While positive results are, of course, applauded within industry, failure is also built into the pipeline as an important consideration. Within drug discovery, organizations, like my own, employ a ‘first to fail’ approach to help ensure that resources are efficiently managed. Predefined go/no-go points are included in workflows, which allow for calculated risks to be built into programs. This provides researchers with early exit points if a program is showing unanticipated issues or has problems that cannot be addressed. By rapidly reaching these risk points through robust processes, researchers quickly know whether or not a project is worth advancing. Perhaps some practices within academia could take note from this to help transform how they perceive success.

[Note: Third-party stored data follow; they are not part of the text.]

PR #1609, opened 2023-01-17
[Don't merge] Pin sphinx-autoapi version

pankajastro:
# Description
## What is the new behavior?

-
-
-

### Checklist

### DIFF
--- a/python-sdk/pyproject.toml
+++ b/python-sdk/pyproject.toml
@@ -112,7 +112,7 @@ all = [
 doc = [
     "myst-parser>=0.17",
     "sphinx>=4.4.0",
-    "sphinx-autoapi>=2.0.0",
+    "sphinx-autoapi==2.0.0", # import pkg as pkg1 is broken in sphinx-autoapi 2.0.1
     "sphinx-rtd-theme"
 ]
 


feluelle:
@pankajastro to me this does not sound like an error. It is a warning which we treat as an error - and we should resolve this.

utkarsharma2:
@feluelle It makes sense to me when there are multiple references to FileType(in constant and file module), but it's raising this issue even when there is only one reference. I think's an issue with Sphinx right?

An alternative would be to update the codebase to use `FileType as FileTypeConstant` which I think is unnecessary when there is only one FileType in the namespace. WDYT?

feluelle:
Okay, can't we be more specific and help sphinx to find the right `FileType` somehow?

pankajastro:
> @pankajastro to me this does not sound like an error. It is a warning which we treat as an error - and we should resolve this.

Looks like some issue on sphinx-autoapi side though I have not investigated it thoroughly since we have simple case two class have same name and we are importing one of them.

feluelle:
[here](https://github.com/astronomer/astro-sdk/blob/main/python-sdk/src/astro/databases/base.py#L28)
and [here](https://github.com/astronomer/astro-sdk/blob/main/python-sdk/src/astro/databases/base.py#L35) we have `FileType` but in the latter one, we "import as" 🤔 Maybe indeed a bug?

Do we need to import both btw? I think we can remove one, no?

utkarsharma2:
> 

Even then we are having issues when there is only one import with FileType. I think it's an issue on `autoapi` side, we can fix it at our end but that will lead to multiple code changes on our end. I think for now maybe we can pin it to the older version and wait for a fix. @feluelle WDYT?

python-sdk/pyproject.toml
```diff
@@ -112,7 +112,7 @@ all = [
 doc = [
     "myst-parser>=0.17",
     "sphinx>=4.4.0",
-    "sphinx-autoapi>=2.0.0",
+    "sphinx-autoapi==2.0.0", # import pkg as pkg1 is broken in sphinx-autoapi 2.0.1
```
pankajastro, line 115:
```suggestion
    "sphinx-autoapi==2.0.0", # Multiple FileType class (same name) import is broken in sphinx-autoapi 2.0.1
```

dimberman (approved):

utkarsharma2 (approved):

Several proposals have been made to address the reproducibility issue and there is not a single solution for a complex problem, but a more rigorous review process before publication, the adoption of standardized study design, and transparent sharing of protocol and methods can certainly help. One example of a program aimed at verifying the reproducibility of seminal findings published in Nature, Scienceand Cell is ‘Reproducibility Project: Cancer Biology’, which was launched in 2013. This theoretically goes in the right direction, but the reported results have added confusion rather than clearing the water! The initial plan to reproduce 50 high-impact cancers manuscripts was reduced to 37, then to 25, and now to 18; not only because of budget constraints, but also because the detailed protocols and reagents used in the original labs were not always available and it would have taken too long to optimize every single experiment. Of the 14 replication studies completed and reported so far, five have substantially reproduced the original papers; four have reproduced some parts of the original papers but did not reproduce other parts; two of the studies could not be interpreted; and three studies did not reproduce the original findings but in some cases the very original has been confirmed in other labs, instead… (4). It goes without saying that the authors of unconfirmed data challenge the new results and attribute the lack of reproducibility to the different experimental settings used in the original versus the replication studies. So here we are, back to square one.

A lot is left to the initiative of the singular institution, lab and scientist – we need a cultural change to tackle the reproducibility crisis. Senior scientists need to dedicate time to the training and mentoring of their graduate students. We need to ensure that researchers who find that something doesn’t work are acknowledged with funding or credits towards tenure, and that ‘negative’ data are published in highly ranked journal when appropriate. By failing to corroborate findings, we are potentially halting or slowing progress within drug discovery that will improve the lives of cancer patients everywhere.